Aim of the task
Copy verbatim the block of lines in the entries below whose first line contains "I've pinged @pvdrz" and whose last line contains "One thing that". Leave out all other lines.

"""

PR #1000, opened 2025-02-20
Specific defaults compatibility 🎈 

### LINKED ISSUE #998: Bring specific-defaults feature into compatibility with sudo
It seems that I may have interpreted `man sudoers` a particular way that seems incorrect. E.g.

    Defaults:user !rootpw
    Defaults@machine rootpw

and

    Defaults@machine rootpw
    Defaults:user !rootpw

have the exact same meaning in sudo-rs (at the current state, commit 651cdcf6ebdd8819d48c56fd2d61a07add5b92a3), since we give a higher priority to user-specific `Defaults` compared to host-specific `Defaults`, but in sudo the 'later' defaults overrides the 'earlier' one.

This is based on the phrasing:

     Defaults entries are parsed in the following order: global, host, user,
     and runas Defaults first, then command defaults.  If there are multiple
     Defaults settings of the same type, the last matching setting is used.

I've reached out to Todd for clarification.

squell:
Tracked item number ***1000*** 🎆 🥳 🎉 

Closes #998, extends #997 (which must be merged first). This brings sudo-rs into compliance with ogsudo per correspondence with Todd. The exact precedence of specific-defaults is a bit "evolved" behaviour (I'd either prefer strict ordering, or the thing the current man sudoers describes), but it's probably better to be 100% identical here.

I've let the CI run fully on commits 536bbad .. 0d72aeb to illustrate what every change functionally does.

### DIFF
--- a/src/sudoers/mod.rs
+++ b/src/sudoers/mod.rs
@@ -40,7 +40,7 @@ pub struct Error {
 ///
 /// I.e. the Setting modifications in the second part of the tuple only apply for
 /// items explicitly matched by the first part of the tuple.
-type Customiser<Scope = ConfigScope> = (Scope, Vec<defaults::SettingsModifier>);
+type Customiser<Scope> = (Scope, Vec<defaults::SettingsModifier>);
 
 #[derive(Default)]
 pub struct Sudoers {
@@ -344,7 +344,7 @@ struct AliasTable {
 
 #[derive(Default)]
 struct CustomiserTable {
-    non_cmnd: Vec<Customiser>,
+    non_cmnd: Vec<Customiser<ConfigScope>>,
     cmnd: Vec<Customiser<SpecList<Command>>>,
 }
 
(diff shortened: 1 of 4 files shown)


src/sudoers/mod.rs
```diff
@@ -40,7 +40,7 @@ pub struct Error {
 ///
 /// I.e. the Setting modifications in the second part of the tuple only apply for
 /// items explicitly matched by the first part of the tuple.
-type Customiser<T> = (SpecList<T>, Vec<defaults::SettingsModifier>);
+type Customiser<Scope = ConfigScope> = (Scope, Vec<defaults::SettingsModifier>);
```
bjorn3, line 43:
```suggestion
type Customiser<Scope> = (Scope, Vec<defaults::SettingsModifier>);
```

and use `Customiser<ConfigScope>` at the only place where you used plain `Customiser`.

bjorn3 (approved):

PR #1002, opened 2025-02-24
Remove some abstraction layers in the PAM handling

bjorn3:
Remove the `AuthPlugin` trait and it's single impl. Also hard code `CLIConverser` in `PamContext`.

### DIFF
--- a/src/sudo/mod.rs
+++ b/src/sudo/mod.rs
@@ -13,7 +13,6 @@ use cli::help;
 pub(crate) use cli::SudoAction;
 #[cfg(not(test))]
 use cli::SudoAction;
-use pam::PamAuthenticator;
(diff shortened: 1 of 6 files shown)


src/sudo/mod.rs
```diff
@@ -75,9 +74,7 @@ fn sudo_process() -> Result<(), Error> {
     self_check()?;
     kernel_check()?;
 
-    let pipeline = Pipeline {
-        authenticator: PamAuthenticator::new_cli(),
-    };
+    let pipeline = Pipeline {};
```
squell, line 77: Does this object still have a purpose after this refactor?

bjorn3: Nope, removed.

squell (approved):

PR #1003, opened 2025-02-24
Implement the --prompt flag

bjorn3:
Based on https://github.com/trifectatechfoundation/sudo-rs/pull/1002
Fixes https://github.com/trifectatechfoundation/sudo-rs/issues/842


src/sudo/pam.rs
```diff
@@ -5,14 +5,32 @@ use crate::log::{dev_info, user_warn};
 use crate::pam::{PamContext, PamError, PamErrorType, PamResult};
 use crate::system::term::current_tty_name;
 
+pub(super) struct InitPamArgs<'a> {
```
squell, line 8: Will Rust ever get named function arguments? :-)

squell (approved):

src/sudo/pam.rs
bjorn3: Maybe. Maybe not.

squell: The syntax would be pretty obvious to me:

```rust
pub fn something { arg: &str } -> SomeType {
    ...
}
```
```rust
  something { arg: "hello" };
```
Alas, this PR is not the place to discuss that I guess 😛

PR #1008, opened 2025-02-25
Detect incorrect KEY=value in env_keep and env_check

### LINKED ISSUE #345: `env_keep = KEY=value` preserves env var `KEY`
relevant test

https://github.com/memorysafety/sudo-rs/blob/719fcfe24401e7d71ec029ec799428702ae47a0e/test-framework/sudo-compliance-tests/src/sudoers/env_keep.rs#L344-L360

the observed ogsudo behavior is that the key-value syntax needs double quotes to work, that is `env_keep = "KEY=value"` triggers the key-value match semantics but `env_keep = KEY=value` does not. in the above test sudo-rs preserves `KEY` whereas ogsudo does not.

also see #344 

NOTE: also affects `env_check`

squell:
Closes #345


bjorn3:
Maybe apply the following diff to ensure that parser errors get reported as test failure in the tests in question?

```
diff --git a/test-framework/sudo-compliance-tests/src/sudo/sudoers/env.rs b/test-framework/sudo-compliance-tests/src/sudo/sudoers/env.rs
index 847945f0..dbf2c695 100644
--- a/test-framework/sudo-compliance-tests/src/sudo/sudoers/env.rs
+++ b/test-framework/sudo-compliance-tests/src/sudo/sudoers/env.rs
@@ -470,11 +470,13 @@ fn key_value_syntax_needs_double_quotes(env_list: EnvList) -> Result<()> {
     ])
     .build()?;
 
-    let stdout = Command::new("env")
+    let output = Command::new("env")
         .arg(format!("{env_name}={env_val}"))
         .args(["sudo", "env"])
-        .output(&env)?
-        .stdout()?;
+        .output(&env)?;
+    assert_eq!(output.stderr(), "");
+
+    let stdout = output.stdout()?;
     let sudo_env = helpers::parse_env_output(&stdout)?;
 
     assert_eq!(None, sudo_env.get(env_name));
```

"""
"""

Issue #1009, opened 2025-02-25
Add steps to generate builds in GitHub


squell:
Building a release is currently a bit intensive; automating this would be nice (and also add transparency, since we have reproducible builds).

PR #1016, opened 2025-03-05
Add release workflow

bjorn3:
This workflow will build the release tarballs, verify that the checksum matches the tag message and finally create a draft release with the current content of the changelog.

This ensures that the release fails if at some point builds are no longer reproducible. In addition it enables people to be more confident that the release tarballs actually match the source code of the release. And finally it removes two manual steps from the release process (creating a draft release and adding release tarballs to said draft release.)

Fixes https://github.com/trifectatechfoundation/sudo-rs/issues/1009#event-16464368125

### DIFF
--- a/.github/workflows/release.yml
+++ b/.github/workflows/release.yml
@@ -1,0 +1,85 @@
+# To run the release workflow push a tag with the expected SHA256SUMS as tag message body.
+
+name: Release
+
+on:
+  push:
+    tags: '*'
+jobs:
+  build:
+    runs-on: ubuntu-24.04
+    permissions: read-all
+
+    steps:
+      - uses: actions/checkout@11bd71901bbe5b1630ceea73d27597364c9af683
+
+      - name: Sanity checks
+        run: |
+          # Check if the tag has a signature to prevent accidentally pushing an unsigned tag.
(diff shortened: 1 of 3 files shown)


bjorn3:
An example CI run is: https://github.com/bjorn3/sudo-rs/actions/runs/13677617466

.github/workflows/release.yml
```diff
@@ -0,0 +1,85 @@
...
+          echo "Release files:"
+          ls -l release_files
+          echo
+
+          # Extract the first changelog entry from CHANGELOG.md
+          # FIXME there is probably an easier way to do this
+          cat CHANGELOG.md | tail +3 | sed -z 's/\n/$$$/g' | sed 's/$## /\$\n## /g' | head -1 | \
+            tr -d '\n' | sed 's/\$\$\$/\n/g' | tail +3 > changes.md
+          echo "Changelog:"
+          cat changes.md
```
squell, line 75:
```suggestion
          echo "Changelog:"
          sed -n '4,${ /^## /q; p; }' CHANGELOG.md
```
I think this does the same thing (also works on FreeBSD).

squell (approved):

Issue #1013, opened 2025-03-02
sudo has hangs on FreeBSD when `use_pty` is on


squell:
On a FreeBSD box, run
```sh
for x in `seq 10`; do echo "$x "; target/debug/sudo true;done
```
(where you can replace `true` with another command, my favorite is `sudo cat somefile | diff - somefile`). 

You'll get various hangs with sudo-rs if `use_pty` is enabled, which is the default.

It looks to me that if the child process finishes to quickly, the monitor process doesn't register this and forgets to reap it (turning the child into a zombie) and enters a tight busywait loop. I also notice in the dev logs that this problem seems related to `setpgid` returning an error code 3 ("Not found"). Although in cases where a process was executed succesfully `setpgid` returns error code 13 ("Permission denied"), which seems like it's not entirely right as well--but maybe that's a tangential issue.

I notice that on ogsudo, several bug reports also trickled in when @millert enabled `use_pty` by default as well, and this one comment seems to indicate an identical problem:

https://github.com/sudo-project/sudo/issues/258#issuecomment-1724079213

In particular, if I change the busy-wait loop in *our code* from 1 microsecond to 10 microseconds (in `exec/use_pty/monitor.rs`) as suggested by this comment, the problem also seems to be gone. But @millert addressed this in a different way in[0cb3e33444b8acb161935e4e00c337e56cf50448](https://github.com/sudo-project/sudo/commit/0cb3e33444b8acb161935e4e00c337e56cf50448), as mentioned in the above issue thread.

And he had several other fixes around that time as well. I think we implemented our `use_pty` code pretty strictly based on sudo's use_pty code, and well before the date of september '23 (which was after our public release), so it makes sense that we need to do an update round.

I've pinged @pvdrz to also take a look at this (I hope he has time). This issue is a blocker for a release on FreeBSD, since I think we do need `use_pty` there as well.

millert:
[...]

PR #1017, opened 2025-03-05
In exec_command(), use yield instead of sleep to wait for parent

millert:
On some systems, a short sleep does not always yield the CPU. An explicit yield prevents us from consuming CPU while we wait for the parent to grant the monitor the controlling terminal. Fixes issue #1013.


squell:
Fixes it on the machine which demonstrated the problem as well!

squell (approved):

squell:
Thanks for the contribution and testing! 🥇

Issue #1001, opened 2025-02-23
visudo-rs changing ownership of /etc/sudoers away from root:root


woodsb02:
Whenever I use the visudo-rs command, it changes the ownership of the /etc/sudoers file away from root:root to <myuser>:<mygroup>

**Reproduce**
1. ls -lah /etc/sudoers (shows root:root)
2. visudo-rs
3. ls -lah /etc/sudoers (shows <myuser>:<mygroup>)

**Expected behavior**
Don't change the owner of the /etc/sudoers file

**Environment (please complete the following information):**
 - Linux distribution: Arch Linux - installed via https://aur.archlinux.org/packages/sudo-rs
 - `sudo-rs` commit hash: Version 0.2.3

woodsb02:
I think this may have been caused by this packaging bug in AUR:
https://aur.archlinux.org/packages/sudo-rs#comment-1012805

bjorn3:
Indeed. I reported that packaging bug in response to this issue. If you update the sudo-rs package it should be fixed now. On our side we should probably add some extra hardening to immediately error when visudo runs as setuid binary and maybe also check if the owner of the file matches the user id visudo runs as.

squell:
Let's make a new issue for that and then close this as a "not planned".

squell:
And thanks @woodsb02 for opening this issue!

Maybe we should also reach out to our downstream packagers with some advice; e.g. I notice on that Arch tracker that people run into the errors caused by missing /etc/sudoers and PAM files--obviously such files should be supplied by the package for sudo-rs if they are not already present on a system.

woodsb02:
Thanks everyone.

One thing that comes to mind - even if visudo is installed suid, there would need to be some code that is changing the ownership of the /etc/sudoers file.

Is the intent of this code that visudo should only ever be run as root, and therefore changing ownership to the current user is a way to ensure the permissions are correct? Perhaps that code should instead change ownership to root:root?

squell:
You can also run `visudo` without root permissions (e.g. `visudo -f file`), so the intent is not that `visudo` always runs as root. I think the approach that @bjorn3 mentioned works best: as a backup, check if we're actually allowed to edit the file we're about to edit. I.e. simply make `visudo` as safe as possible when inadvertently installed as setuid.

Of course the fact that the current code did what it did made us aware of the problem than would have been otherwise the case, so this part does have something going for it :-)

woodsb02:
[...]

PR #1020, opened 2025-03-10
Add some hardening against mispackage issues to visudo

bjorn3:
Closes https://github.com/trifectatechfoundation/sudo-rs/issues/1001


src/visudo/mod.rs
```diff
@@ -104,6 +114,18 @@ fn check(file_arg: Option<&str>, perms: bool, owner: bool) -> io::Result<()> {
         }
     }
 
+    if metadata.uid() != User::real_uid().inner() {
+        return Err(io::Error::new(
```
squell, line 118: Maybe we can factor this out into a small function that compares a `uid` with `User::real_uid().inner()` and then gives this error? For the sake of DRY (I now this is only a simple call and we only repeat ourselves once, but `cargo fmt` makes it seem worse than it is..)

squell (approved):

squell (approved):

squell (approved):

"""

Response box
I've pinged @pvdrz to also take a look at this (I hope he has time). This issue is a blocker for a release on FreeBSD, since I think we do need `use_pty` there as well.

millert:
[...]

PR #1017, opened 2025-03-05
In exec_command(), use yield instead of sleep to wait for parent

millert:
On some systems, a short sleep does not always yield the CPU. An explicit yield prevents us from consuming CPU while we wait for the parent to grant the monitor the controlling terminal. Fixes issue #1013.


squell:
Fixes it on the machine which demonstrated the problem as well!

squell (approved):

squell:
Thanks for the contribution and testing! 🥇

Issue #1001, opened 2025-02-23
visudo-rs changing ownership of /etc/sudoers away from root:root


woodsb02:
Whenever I use the visudo-rs command, it changes the ownership of the /etc/sudoers file away from root:root to <myuser>:<mygroup>

**Reproduce**
1. ls -lah /etc/sudoers (shows root:root)
2. visudo-rs
3. ls -lah /etc/sudoers (shows <myuser>:<mygroup>)

**Expected behavior**
Don't change the owner of the /etc/sudoers file

**Environment (please complete the following information):**
 - Linux distribution: Arch Linux - installed via https://aur.archlinux.org/packages/sudo-rs
 - `sudo-rs` commit hash: Version 0.2.3

woodsb02:
I think this may have been caused by this packaging bug in AUR:
https://aur.archlinux.org/packages/sudo-rs#comment-1012805

bjorn3:
Indeed. I reported that packaging bug in response to this issue. If you update the sudo-rs package it should be fixed now. On our side we should probably add some extra hardening to immediately error when visudo runs as setuid binary and maybe also check if the owner of the file matches the user id visudo runs as.

squell:
Let's make a new issue for that and then close this as a "not planned".

squell:
And thanks @woodsb02 for opening this issue!

Maybe we should also reach out to our downstream packagers with some advice; e.g. I notice on that Arch tracker that people run into the errors caused by missing /etc/sudoers and PAM files--obviously such files should be supplied by the package for sudo-rs if they are not already present on a system.

woodsb02:
Thanks everyone.

One thing that comes to mind - even if visudo is installed suid, there would need to be some code that is changing the ownership of the /etc/sudoers file.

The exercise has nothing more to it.